Is it difficult to find a small instance that has access to the larger instances? Are you able to post to both Beehaw and lemmy.world from the server you mention?
I’m thinking about self-hosting an instance, but I’m not clear if these bigger instances would block me because I’m some little unknown server. Would they have to manually give me access to interact (federate?) with them if I self-host?
They don’t automatically block you. Beehaw seems on the lookout of troublesome users more than other instances. When they notice a lot of those users are coming from the same instance, they just defederate it until better tools become available to moderate.
I’m still federated with both instances. I’m also the only user on my instance.
There’s still one issue that bothers me about Beehaw blacklisting lemmy.world though.
For example, if someone from lemmy.world posts to c/gaming@beehaw.org, then only other people on lemmy.world will see that post because Beehaw will not sync it for any other instances to see.
But that’s caused by the centralization of users and communities the few big instances that allow anyone to create communities. If communities were more spread out between smaller, more specialized instances, an issue with any one instance wouldn’t affect communities on other instances.
Totally disagree, the more tech savvy can spin up their own single user instances if they want, be fully in control of their own content and participate just like anyone on any large instance bar being defederated. All for basically free
Beehaw only defederated from Lemmy.world because of the currently limited moderation tools in the software. This is not going to be a problem forever.

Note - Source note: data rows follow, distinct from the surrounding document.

PR #663, opened 2020-10-14
erlcloud_application_autoscaler: fix error decoder by verifying if the response contains a json body

va17:
https://github.com/erlcloud/erlcloud/pull/662 introduced the error decoder but there is a bug in there where it assumes there will always be a JSON in the response body. This PR fix error decoder by verifying if the response contains a JSON body before attempting to decode it.
This PR also:
* Updates `ok_error_response` spec type accordingly
* Returns errors that are not decodable in the format of `erlcloud_aws:httpc_result_error()`
* Fix issue where errors are returned as `{error, {error, ...}}`

@nalundgaard

### DIFF
--- a/src/erlcloud_application_autoscaler.erl
+++ b/src/erlcloud_application_autoscaler.erl
@@ -61,10 +61,13 @@
 -type response_attribute() :: string() | integer().
 -type response_key() :: atom().
 -type response() :: [{response_key(), response_attribute()}].
+-type error_type() :: binary().
+-type error_message() :: binary().
 -type ok_error_response() :: {ok, jsx:json_term()}
                            | {error, metadata_not_available
                                    | container_credentials_unavailable
-                                   | erlcloud_aws:httpc_result_error()}.
+                                   | erlcloud_aws:httpc_result_error()
+                                   | {error_type(), error_message()}}.
 
 -type aws_aas_request_body() :: proplists:proplist().
 
@@ -706,7 +709,7 @@ request_with_action(Configuration, BodyConfiguration, Action) ->
                 ok ->
                     {ok, jsx:decode(Response#aws_request.response_body, [{return_maps, false}])};
                 _ ->
-                    {error, decode_error(Response)}
+                    decode_error(Response)
             end;
         {error, Reason} ->
             {error, Reason}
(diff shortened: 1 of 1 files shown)


src/erlcloud_application_autoscaler.erl
```diff
@@ -741,8 +741,13 @@ headers(Config, Operation, Body) ->
...
 %% Example: {error, {<<"ConcurrentUpdateException">>, <<"You already have a pending update to an Auto Scaling resource.">>}}
-decode_error(Response) ->
-    DecodedError = jsx:decode(Response#aws_request.response_body, [{return_maps, false}]),
-    ErrorType = proplists:get_value(<<"__type">>, DecodedError, <<>>),
-    ErrorMessage = proplists:get_value(<<"Message">>, DecodedError, <<>>),
-    {error, {ErrorType, ErrorMessage}}.
+decode_error(#aws_request{response_body = Body}) ->
+    case jsx:is_json(Body) of
+        false ->
+            {error, {<<>>, <<>>}};
```
nalundgaard, line 747: Here can you actually return `{error, {http_error, Status, StatusLine, RespBody}}`? Should be able to get those all from the `#aws_request`.

va17: Updated the PR to return the following:
```erlang
{error, {Response#aws_request.httpc_error_reason, Response#aws_request.response_status, Response#aws_request.response_status_line, Body}};
```

src/erlcloud_application_autoscaler.erl
```diff
@@ -61,10 +61,14 @@
...
 -type response_key() :: atom().
 -type response() :: [{response_key(), response_attribute()}].
+-type error_type() :: binary().
+-type error_message() :: binary().
 -type ok_error_response() :: {ok, jsx:json_term()}
                            | {error, metadata_not_available
                                    | container_credentials_unavailable
-                                   | erlcloud_aws:httpc_result_error()}.
+                                   | erlcloud_aws:httpc_result_error()}
+                           | {error, {error_type(), error_message()}}
```
nalundgaard, line 70: Please use the pattern here, not this redundant thing.

va17: Fixed.

nalundgaard (approved):

PR #654, opened 2020-07-21
Add some support for AWS Secrets Manager

kennedyjosh:
Implemented the GetSecretValue function and wrote tests for it. For now only have that one function, but a framework for adding future Secrets Manager functions exists through these changes

PR #667, opened 2020-11-13
erlcloud_sm: fix use of jsx

nalundgaard:
Follow up to https://github.com/erlcloud/erlcloud/pull/645. I missed that I didn't catch this regression when `erlcloud_sm` was introduced in https://github.com/erlcloud/erlcloud/pull/654.

This change just adds the eplicit `[{return_maps, false}]` option to the `jsx:decode(...)` call to ensure that it comes back in the expected format, regardless of which jsx version the client uses.

cc @paulo-ferraz-oliveira.


paulo-ferraz-oliveira:
Thanks.

motobob (approved):

PR #668, opened 2020-11-17
Update how VPC endpoints are calculated

motobob:
current approach was based of manual setting of env var. 
while working on CFN via `{"Fn::GetAtt": ["CWLogsEndpoint", "DnsEntries"]` gets both "ID:Name"

support that ^.

example CFN:
`Z1xxx:vpce-xxxx-427maydd.logs.us-west-2.vpce.amazonaws.com,Z1xxx:vpce-xxxxx-427maydd-us-west-2b.logs.us-west-2.vpce.amazonaws.com,Z1xxx:vpce-xxxx-427maydd-us-west-2a.logs.us-west-2.vpce.amazonaws.com,Z1xxxx:vpce-xxxx-427maydd-us-west-2c.logs.us-west-2.vpce.amazonaws.com,Z0xxxx:logs.us-west-2.amazonaws.com`

### DIFF
--- a/src/erlcloud_aws.erl
+++ b/src/erlcloud_aws.erl
@@ -824,11 +824,14 @@ get_host_vpc_endpoint(Service, Default) when is_binary(Service) ->
         {env, EnvVarName} when is_list(EnvVarName) ->
             % ignore "" env var or ",," cases
             % also handle "zoneID:zoneName" form when it comes from CFN
-            Es = string_split(string_split(os:getenv(EnvVarName, ""), ","), ":"),
+            Es = string_split(os:getenv(EnvVarName, ""), ","),
             lists:filtermap(
-                fun ([""]) -> false;
-                    ([Name]) -> {true, list_to_binary(Name)};
-                    ([_Id, Name]) -> {true, list_to_binary(Name)}
+                fun ("") -> false;
+                    (Value) ->
+                        case string_split(Value, ":") of
+                            [_Id, Name] -> {true, list_to_binary(Name)};
+                            [Name] ->{true, list_to_binary(Name)}
+                        end
                 end,
                 Es
             );
--- a/src/erlcloud_aws.erl
+++ b/src/erlcloud_aws.erl
@@ -822,9 +822,16 @@ get_host_vpc_endpoint(Service, Default) when is_binary(Service) ->
     %% resolve through ENV if any
     Endpoints = case ConfiguredEndpoints of
         {env, EnvVarName} when is_list(EnvVarName) ->
-            Es = string_split(os:getenv(EnvVarName, ""), ","),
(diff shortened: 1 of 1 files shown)


motobob:
test it

src/erlcloud_aws.erl
```diff
@@ -822,9 +822,16 @@ get_host_vpc_endpoint(Service, Default) when is_binary(Service) ->
     %% resolve through ENV if any
     Endpoints = case ConfiguredEndpoints of
         {env, EnvVarName} when is_list(EnvVarName) ->
-            Es = string_split(os:getenv(EnvVarName, ""), ","),
             % ignore "" env var or ",," cases
-            [list_to_binary(E) || E <- Es, E /= ""];
+            % also handle "zoneID:zoneName" form when it comes from CFN
+            Es = string_split(string_split(os:getenv(EnvVarName, ""), ","), ":"),
```
kkuzmin, line 827: we need to `split_string(':')` every string returned by `split_string(',')`.

kkuzmin (changes requested):

src/erlcloud_aws.erl
motobob: oh!

kkuzmin: I mean `string_split()` returns a list of strings and doesn't accept a list of strings as input.

motobob: fixed

src/erlcloud_aws.erl
```diff
@@ -822,9 +822,19 @@ get_host_vpc_endpoint(Service, Default) when is_binary(Service) ->
...
             % ignore "" env var or ",," cases
-            [list_to_binary(E) || E <- Es, E /= ""];
+            % also handle "zoneID:zoneName" form when it comes from CFN
+            Es = string_split(os:getenv(EnvVarName, ""), ","),
+            lists:filtermap(
+                fun ("") -> false;
+                    (Value) ->
+                        case string_split(Value, ":") of
+                            [_Id, Name] -> {true, list_to_binary(Name)};
+                            [Name] -> {true, list_to_binary(Name)}
```
kkuzmin, line 833: Do we want a default case clause here with `false`? Or throw an exception intentionally?

motobob: ? support for current/old way of just names in the list is still neded

kkuzmin: I mean `split_string` returns a list fo 3 and more elements

kkuzmin (approved):

src/erlcloud_aws.erl
motobob: case clause is a good exception

PR #453, opened 2024-04-27
Add EP4CGX150

hansfbaier:
I could not test flash, because I am not sure of how to build a bistream for it.
I tried `./build.py ep4cgx15027`, but it errors.
when I cd into the tmp directory of it and run make manually I get the following error:
```
...
Error (12006): Node instance "altclkctrl_component" instantiates undefined entity "altclkctrl_inst". Ensure that required library paths are specified correctly, define the specified entity, or change the instantiation. If this entity represents Intel FPGA or third-party IP, generate the synthesis files for the IP. File: /opt/intelFPGA_lite/22.1/quartus/libraries/megafunctions/alt_sfl_enhanced.v Line: 200
...
```
When I try to build the bistream for EP4CE15 I get the same error,
so I am not sure if that error is my fault.

Loading a bitstream into memory works.

### DIFF
--- a/doc/FPGAs.yml
+++ b/doc/FPGAs.yml
@@ -79,6 +79,13 @@ Intel:
     Memory: OK
     Flash: OK
 
+  - Description: Cyclone IV GX
+    Model:
+      - EP4CGX150
+    URL: https://www.intel.com/content/www/us/en/products/details/fpga/cyclone/iv/gx/products.html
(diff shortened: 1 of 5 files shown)


trabucayre:
Applied Thanks @hansfbaier.
I observe the same error, I have to verify if something is required or if it's a problem with quartus (version, type, ...).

I hope people can find communities both on large instances (Beehaw, Lemmy.world) as well on as very small niche instances. Discoverability is a bit a problem but I think over time we will find communities we like, and participate in them. What instance they are hosted on is not all that important.
I’m on kbin and I have to say I like what they are doing better than Lemmy as far as ease of use and UI. It will be interesting to see how this all shakes out.

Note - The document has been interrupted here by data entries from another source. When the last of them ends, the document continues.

PR #458, opened 2024-05-19
adding support for XC2C64A-xVQ44 with ID 0x06e5e093

schenkmi:


trabucayre:
Applied. Thanks @schenkmi

PR #459, opened 2024-05-23
xilinx: Add XADC reads of VCC registers

colinoflynn:
This adds support to read the min/max temp, as well as the current+min/max VCCINT and VCCAUX registers (VCCBRAM could be added, but is normally the same as VCCINT).

This can be helpful for troubleshooting devices. I did change the JSON output format slightly to make it more "human friendly" by adding line breaks. However someone parsing the output *should* still be able to use their previous code, provided it can deal with reading in line ends.

```
{"temp": 39.9061, 
    "maxtemp": 40.3194, 
    "mintemp": 25.9852, 
"raw":  {"0": 40684, "1": 21949, "2": 39270, "3": 0, "4": 0, "5": 0, "6": 21948, "7": 0},
"vccint": 1.00415, 
   "maxvccint": 1.00635, 
   "minvccint": 1.00195, 
"vccaux": 1.79663, 
   "maxvccaux": 1.79883, 
   "minvccaux": 1.79517, 
}
```

The current/min/max could be made a dict for each top-level entry too, but I thought that would break existing code (e.g., since "temp" would no longer be a single value). Hopefully this is useful without breaking any use-cases currently!

### DIFF
--- a/src/xilinx.cpp
+++ b/src/xilinx.cpp
@@ -93,6 +93,8 @@
 #define XADC_VAUX13   0x1d
 #define XADC_VAUX14   0x1e
 #define XADC_VAUX15   0x1f
+#define XADC_TEMP_MAX 0x20
+#define XADC_TEMP_MIN 0x24
 #define XADC_SUPBOFFS 0x30
 #define XADC_ADCBOFFS 0x31
 #define XADC_ADCBGAIN 0x32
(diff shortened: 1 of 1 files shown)


trabucayre:
Applied. Thanks @colinoflynn for this improvement!

PR #479, opened 2024-08-12
part.hpp: add Efinix Titanium Ti180

jwise:
Add IDCODE for Efinix Titanium Ti180.  SRAM loading seems to work fine, no bitstream available for SoJ yet.


trabucayre:
Applied. Thanks @jwise 
I'm working to cleanup/integrate build system to produces spiOverJtag bitstream for efinix.

PR #481, opened 2024-08-20
efinix: add spiOverJtag support for Ti180J484

jwise:
while we are in here, beef up the existing efinix.cpp to be able to detect_flash and dump_flash via SoJ, too


src/efinix.cpp
```diff
@@ -228,11 +228,23 @@ void Efinix::program(unsigned int offset, bool unprotect_flash)
...
+bool Efinix::detect_flash()
+{
+	if (_jtag) {
+		return SPIInterface::detect_flash();
+	}
+
+	uint32_t timeout = 1000;
+	_spi->gpio_clear(_rst_pin);
+
+	return reinterpret_cast<SPIInterface *>(_spi)->detect_flash();
```
trabucayre, line 240: Compared to `dumpFlash` here the FPGA isn't reseted after, no?

trabucayre: Have you tested this method in SPI mode?

jwise: I confess I have not tried this in anything other than SoJ mode -- my Ti180 board only supports JTAG. Indeed, it does not reset the FPGA afterwards, I think (unless `post_flash_access` does that?).  Looks like I copied this from `dumpFlash`.  Maybe both `dumpFlash` and this should be refactored to call `reset()`, which does the same thing?  Though as mentioned, I cannot test that on my board, so either way, I would be implementing it blind.

jwise: I've updated this to disallow that path entirely until someone gets to test it.

trabucayre:
Applied. Thanks @jwise !

PR #484, opened 2024-08-25
adding support for cyc5000

gsteiert:
Adding support for CYC5000.
Also updated some Intel documentation for generating rbf and rpd files.


trabucayre:
Applied. Thanks @gsteiert !
Your documentation's update will be usefull for others projects too.

PR #488, opened 2024-09-26
feat: adding support for the xc7z030

shareefj:


trabucayre:
Applied. Thanks @shareefj !

PR #489, opened 2024-10-01
Add xc2c64a QFN48

mfacton:
Added ID for XC2C64A QFN48 chip.


trabucayre:
Applied. Thanks @mfacton

PR #490, opened 2024-10-10
Add ID and spiOverJtag bitstream for Stratix V GS D5

G33KatWork:
Hi,
I added support for a Stratix V GS D5 FPGA.

Specifically this PR is for the support of the Microsoft Azure Catapult V2 cards named "Pikes Peak" and "Storey Peak". Those cards, which show up cheaply on eBay every now and then, contain a special version of a Stratix V GS D5 with the full model number of `5SGSMD5K1F40C1` and a JTAG device ID of `0x029070dd`.

The `spiOverJtag` design that I built is for `5SGSMD5K2F40I3` which should be the closest match that is not "special" and publicly documented and it works on my FPGA as well. The built bitstream might even work on all Stratix V GS D5 FPGAs, however I have not tested that. Also, to build the bitstream you need at least Quartus Standard. The free Lite version is not enough.

I tested the FPGA SRAM write and SPI flash read as follows on a Storey Peak card and got good results:

```
./openFPGALoader -c ft2232 --vid 0x0403 --pid 0x6014 --fpga-part 5SGSD5 --dump-flash --file-size 33554432 -B ../spiOverJtag/spiOverJtag_5sgsd5.rbf.gz --bitstream foo.bin
./openFPGALoader -c ft2232 --vid 0x0403 --pid 0x6014 --fpga-part 5SGSD5 gateware/build/storey_peak/gateware/storey_peak.rbf
```

edit:
Oh, one more thing! I had to patch something in the quarus megafunctions files, because I wasn't able to build designs that use the serial flash loader. I always got the following error message: `Node instance "altclkctrl_component" instantiates undefined entity "altclkctrl_inst".`

When googling, I found the following Intel Community forum thread: https://community.intel.com/t5/Programmable-Devices/Error-Message-12006-with-Quartus-Prime-Standard-Edition-23-1/m-p/1572452

The official help wasn't particularly helpful, so I just winged it and patched line 195 in file `quartus/libraries/megafunctions/alt_sfl_enhanced.v` where this `altclkctrl` block is instantiated from `altclkctrl_inst altclkctrl_component` to `altclkctrl altclkctrl_inst` and stuff started to work. Just FYI, this seems to be an issue on Intel/Altera's side.

All this on Quartus Prime Standard 23.1.


trabucayre:
Applied. Thanks @G33KatWork 
And thanks for informations about work around required with megafunction!

PR #493, opened 2024-10-17
Update Max II and Cyclone II documentation

Tpj-root:
Add documentation for Max II and Cyclone II boards

- Included details on tested device models: EP2C5T144C8N and EPM240T100C5N


trabucayre:
Applied. Thanks @Tpj-root !

PR #496, opened 2024-11-12
Add support for VCU108 board and Virtex UltraScale

schodet:
Tested by loading a design on the VCU108 board.

No flash support for the moment.


trabucayre:
Applied. Thanks @schodet !

PR #5565, opened 2024-11-10
feat: coingecko id for some osmosis wrapped assets

joshlopes:


JeremyParish69:
The coingecko ID only gets added to the original mintages/issuances--not to bridged variants

PR #5585, opened 2024-11-14
Update Dungeon to IBC registry

ApeironNodes:


ApeironNodes:
updated also chain.json of dungeonchain

PR #5592, opened 2024-11-16
Update chain.json after Odin mainnet upgrade

Satchitananda:


JeremyParish69:
Please fix the schemas and ensure the validation checks can pass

I agree. I have both lemmy and kbin accounts, and so far I think the new user experience on kbin is just a little bit easier. But I’ll keep my eye on lemmy in the meantime. You’re right, it will be very interesting to see how this thing develops.
The best chance of succeeding is federation across both. The user base on both is already small, there’s no need for this us-vs-them mentality.
It would be more beneficial if ppl registered in small instances, right? Since it has better traffic than instances that are overloaded and also enjoy the same content
I think that the Lemmy equivalents to big subreddits will be centralized around a few larger instances and they’ll come to dominate the all timeline, but more niche things seem like they can crop up anywhere. My favorite subreddits were always the smaller ones anyway, so federation will be important for me.
Also, it matters that there are a few big instances instead of just one. If one goes full spez the others can take up the slack until a smaller general purpose instance can take its place. For example, if beehaw does go nuts and just keep defederating until it’s completely siloed instead of this being a temporary measure until moderation is more under control, then I can just make another account somewhere else and these communities will become less important. I don’t think that’s likely, but it’s a problem that solves itself in a federated system.
Gross blech gross yuck. No, please god no. I’m subscribed to communities from loads of instances. The whole point of federated applications is that no one really has control over the whole.
People who have been engaged in an authoritarian system for so long that they “can’t see the forest for the trees” are lost when they experience anything else. They are driven to recreate the centralized authority, because it is life as they know it.
I’ll toggle from local to all if things are a bit slow, but I generally regret it. The chatter “over there” was that Beehaw is the place to go, and it just happens to run on Lemmy software.